** Work instructions **
Go through the material below and tally every line with the string "None". Reply with the number only.

** Information given **
::::::::

PR #1145, opened 2026-01-28
RPC Rework: no var renames

jeff-hykin:
Reverts the _BlueprintAtom/Blueprint rename

### DIFF
--- a/dimos/core/module.py
+++ b/dimos/core/module.py
@@ -31,7 +31,7 @@ if TYPE_CHECKING:
     from collections.abc import Callable
 
     from dimos.core.introspection.module import ModuleInfo
-    from dimos.core.rpc_client import RpcCall, RPCClient
+    from dimos.core.rpc_client import RPCClient
 
 from dask.distributed import Actor, get_worker
 from reactivex.disposable import CompositeDisposable
@@ -41,6 +41,7 @@ from dimos.core import colors
 from dimos.core.core import T, rpc
 from dimos.core.introspection.module import extract_module_info, render_module_io
 from dimos.core.resource import Resource
+from dimos.core.rpc_client import RpcCall  # noqa: TC001
 from dimos.core.stream import In, Out, RemoteIn, RemoteOut, Transport
 from dimos.protocol.rpc import LCMRPC, RPCSpec
 from dimos.protocol.service import Configurable  # type: ignore[attr-defined]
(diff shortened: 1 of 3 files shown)


dimos/core/introspection/blueprint/dot.py
```diff
@@ -96,9 +96,9 @@ def render(
             remapped_name = blueprint_set.remapping_map.get((bp.module, conn.name), conn.name)
             key = (remapped_name, conn.type)
             if conn.direction == "out":
-                producers[key].append(bp.module)
+                producers[key].append(bp.module)  # type: ignore[index]
```
jeff-hykin, line 99: For connections (streams) the replacement will only ever be a str, even though the remapping type annotation has `str | type[Spec]` because replacement of module ref's will be with Specs

dimos/core/module.py
```diff
@@ -11,8 +11,9 @@
 # WITHOUT WARRANTIES OR CONDITIONS OF ANY KIND, either express or implied.
 # See the License for the specific language governing permissions and
 # limitations under the License.
+from __future__ import annotations
```
jeff-hykin, line 14: I've seen some places where we use annotations, some places where we don't. If you guys have a preference let me know and I'll use that.

dimos/core/module.py
```diff
@@ -339,6 +342,10 @@ def set_rpc_method(self, method: str, callable: RpcCall) -> None:
         callable.set_rpc(self.rpc)  # type: ignore[arg-type]
         self._bound_rpc_calls[method] = callable
 
+    @rpc
+    def set_module_ref(self, name: str, module_ref: RPCClient) -> None:
+        setattr(self, name, module_ref)
```
jeff-hykin, line 348: Important bit: lets us connect the module reference after the module is running/deployed

dimos/core/test_blueprints.py
```diff
@@ -22,8 +25,7 @@
 from dimos.core.blueprints import (
     ModuleBlueprint,
     ModuleBlueprintSet,
-    ModuleConnection,
-    _make_module_blueprint,
+    StreamRef,
```
jeff-hykin, line 28: It made sense to have `ModuleRef` for this PR, and then to be consistent in naming I changed `ModuleConnection` (which is now easy to confuse with ModuleRef) to StreamRef to be less confusing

::::::::

** Written response **
2